Reply To: Pocketsphinx 'heard' different to received hypothesis

Home Forums OpenEars Pocketsphinx 'heard' different to received hypothesis Reply To: Pocketsphinx 'heard' different to received hypothesis


thanks for the reply,

from my understanding of OpenEars, i Think that when you speak a sentence the loop detects speech and waits until the end of speech is detected, then it passes the hypothesis to the receiving method. I also think that you can only apply one vocabulary to one phrase at a time, only switching after receiving the hypothesis, then checking for words in the hypothesis to determine what vocabulary change needs to happen.

so it would be like:

phrase is spoken,
hypothesis is received,
vocab to switch to is determined based on hypothesis,
vocab is switched,
user speaks another phrase to be worked on by new vocabulary,
new words are given in hypothesis,
world keeps spinning.

Ive built a test app that works great in this way, but the user is required to speak more than once to get the desired results. what i am trying to do is have it so the user only has to say one phrase which is used to generate multiple hypothesis using various different vocabularies.

pseudo example:

commands = [locate, find, bread, wine, fruit]
breadvocab = [brown, white, wholegrain]
fruitvocab = [bananas, kiwis, pineapples]
winevocab = [red, white, pink]

user says – “locate white wine”

phrase is recorded into wav at wavPath

commands vocab is used for first hypothesis generated from [runRecOnWavAt:wavPath with:commandVocabPath]
hypothesis = “locate wine”

vocab is now changed to winevocab and we [runRecOnWavAt:wavPath with:wineVocabPath]
hypothesis = “white” (or pink white white as that phrase usually generates)

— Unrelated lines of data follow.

PR #773, opened 2026-02-25
Tool calling in server

viktike:
Various models support tool calling, but the server doesn't implement it.
mlx_lm also supports tool calling.

This PR adds tool calling to the server's "chat/completions" endpoint with various tool parsers implemented and imported from mlx_lm.

This WiP initial version works _(I'm using osaurus.ai for testing)_, and any input, improvements or changes are welcome. I'm not happy with it yet, because this implementation leaves the model output in the assistant's turn, but I have no solution for it in the streaming case, because stream_generate returns multiple tokens at a time.

Fixes: #772

PR #964, opened 2026-04-07
Set finish_reason to "tool_calls" when the model emits tool calls

michaelstingl:
Returns `finish_reason: "tool_calls"` from the chat completions endpoint when the model emits tool calls, instead of always returning `"stop"`. Per the OpenAI Chat Completions spec, the `finish_reason` enum is "`tool_calls` if the model called a tool" ([openai-openapi `CreateChatCompletionResponse.choices[].finish_reason`](https://github.com/openai/openai-openapi/blob/498c71ddf6f1c45b983f972ccabca795da211a3e/openapi.yaml#L19676-L19696)).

from the one spoken phrase two vocabs were used to find that the user wanted to locate the white wine aisle. In my head this cant be done with the one spoken phrase that the listening loop picks up, because only one vocab is used per phrase/hypothesis? so by using a recorded wav i can check it multiple times with multiple grammars.

Am i missing something? can the listening loop check with multiple grammars without having to use a wav to save the spoken phrase?